This guide shows you how to create new prompts and manage their versions in the MLflow Prompt Registry. You'll learn to perform these actions using the MLflow Python SDK.
Prerequisites
Install MLflow and required packages
pip install --upgrade "mlflow[databricks]>=3.1.0" openai
Create an MLflow experiment by following the setup your environment quickstart.
Access to a Unity Catalog schema with
CREATE FUNCTION
- Why? Prompts are stored in the UC as functions
Step 1. Create a new prompt
You can create prompts programmatically using the Python SDK.
Create prompts programmatically with mlflow.genai.register_prompt()

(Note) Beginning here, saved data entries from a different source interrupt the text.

PR #925, opened 2021-09-22
Bind mount ephemeral storage into main file system

keithduncan:
Follow up to https://github.com/buildkite/elastic-ci-stack-for-aws/pull/557 I realised pointing the buildkite-agent config for the builds location would break [fix-buildkite-agent-builds-permissions](https://github.com/buildkite/elastic-ci-stack-for-aws/blob/e1c5f8b3965fc9b6101c48aca24e91ef778c34a4/packer/linux/conf/buildkite-agent/scripts/fix-buildkite-agent-builds-permissions#L77) on instances with instance storage.

Instead of parameterising the builds path, or reading it from the agent config, I decided to bind mount the ephemeral storage into the main file system. This way the paths stay the same but the underlying block device is the nvme or RAID device.

I think this is also preferable to partitioning the block device and mounting separate partitions into the `git-mirrors` and `builds` directory 🤔 this way we mount the drive(s) once in the [bk-mount-instance-storage.sh](https://github.com/buildkite/elastic-ci-stack-for-aws/blob/master/packer/linux/conf/bin/bk-mount-instance-storage.sh) script and then additionally bind mount slices of that into different spots of the main file system.

Presently git-mirrors, builds, and the docker data-dir are unconditionally stored on the instance storage, but I could see this expanding to be configurable at some point.

### DIFF
--- a/packer/linux/conf/bin/bk-install-elastic-stack.sh
+++ b/packer/linux/conf/bin/bk-install-elastic-stack.sh
@@ -134,14 +134,14 @@ if [[ "${BUILDKITE_AGENT_ENABLE_GIT_MIRRORS_EXPERIMENT}" == "true" ]] ; then
     BUILDKITE_AGENT_EXPERIMENTS+=",git-mirrors"
   fi
 
+  BUILDKITE_AGENT_GIT_MIRRORS_PATH="/var/lib/buildkite-agent/git-mirrors"
+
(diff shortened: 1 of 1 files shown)


keithduncan:
I’ve tested these commands on a hand assembled instance. Once this branch has built I’ll deploy a stack from the branch built template and confirm it works there before merging.

keithduncan:
Branch deploy of this template to us-east-1 worked successfully.

Issue #904, opened 2021-09-06
Document 5.6.X CloudFormation required capability


calvinbui:
I upgraded from 5.5.1 to 5.6.1 and noticed the `CAPABILITY_AUTO_EXPAND` capability is now required.

This might have to be documented somewhere.

AWS docs: https://docs.aws.amazon.com/AWSCloudFormation/latest/UserGuide/using-iam-template.html#using-iam-capabilities

via console: 

![image](https://user-images.githubusercontent.com/3604363/132147180-058e1209-636a-48a0-b11f-3aaf7b9c7a42.png)

via terraform (assuming it uses the API):

```
Error: error updating CloudFormation stack (arn:aws:cloudformation:us-east-2:xxxxxxxxxxx:stack/buildkite-elastic-ci/xxxxxxxx): InsufficientCapabilitiesException: Requires capabilities : [CAPABILITY_AUTO_EXPAND]

status code: 400, request id: xxxxxxxxx
```

keithduncan:
Hi @calvinbui :wave: sorry you ran into this, this was added in https://github.com/buildkite/elastic-ci-stack-for-aws/pull/685.

Where would be most useful to mention this? I have added a bullet point to the 5.6.0 release notes. Thankfully that error is fairly informative 😄

calvinbui:
lgtm

PR #926, opened 2021-09-23
Document IAM actions needed to create, update, and delete the template

### LINKED ISSUE #924: Need for CAPABILITY_AUTO_EXPAND is not documented
I recently upgraded to version 5.6.1, and ran into a failure because I had not granted `CAPABILITY_AUTO_EXPAND` when creating the stack.

This appears to have been added recently in https://github.com/buildkite/elastic-ci-stack-for-aws/pull/685, but was not reflected in the changelog or the README.

(This is an issue, rather than a PR, because I'm not 100% familiar with the capability, or the need for it in this stack, or if there are other places that may need updating as well.)

keithduncan:
I gleaned these actions using the IAM Access Analyser to generate a policy for a CloudFormation service role that I granted admin. I then hand tuned the list, removed the admin policy and redeployed a stack using it.

I have scanned all the branches and tried to be thorough but I don’t have high confidence that I will have caught _all_ the possible template parameter combinations that might cause additional IAM actions to be required. I am tempted to put a `BETA` label on this in the docs section to signal that it is likely incomplete.

I’ve cherry-picked f2005a737acbe42f9cf9295fe83ec0d8e93fc7b4 from https://github.com/buildkite/elastic-ci-stack-for-aws/pull/913 which adds `AUTO_EXPAND` to the list of capabilities this requires.

---

TODO

- [x] Add integration test which consumes these policies and deploys and deletes a stack using a service role with these policies

Fixes #924 
cc https://github.com/buildkite/docs/issues/1136
cc #904


keithduncan:
I really wanted to launch a separate stack with the service role so that the step could be marked as soft fail while the new role is in testing 🤔 but the `launch.sh` wasn’t obviously parameterisable.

. Prompts use double-brace syntax ({{variable}}
) for template variables.
import mlflow
# Replace with a Unity Catalog schema where you have CREATE FUNCTION permission
uc_schema = "workspace.default"
# This table will be created in the above UC schema
prompt_name = "summarization_prompt"
# Define the prompt template with variables
initial_template = """\
Summarize content you are provided with in {{num_sentences}} sentences.
Content: {{content}}
"""
# Register a new prompt
prompt = mlflow.genai.register_prompt(
name=f"{uc_schema}.{prompt_name}",
template=initial_template,
# all parameters below are optional
commit_message="Initial version of summarization prompt",
tags={
"author": "data-science-team@company.com",
"use_case": "document_summarization",
"task": "summarization",
"language": "en",
"model_compatibility": "gpt-4"
}
)
print(f"Created prompt '{prompt.name}' (version {prompt.version})")
Step 2: Use the prompt in your application
Below is a simple application that uses your prompt template from above.
- Load the prompt from the registry
# Load a specific version using URI syntax
prompt = mlflow.genai.load_prompt(name_or_uri=f"prompts:/{uc_schema}.{prompt_name}/1")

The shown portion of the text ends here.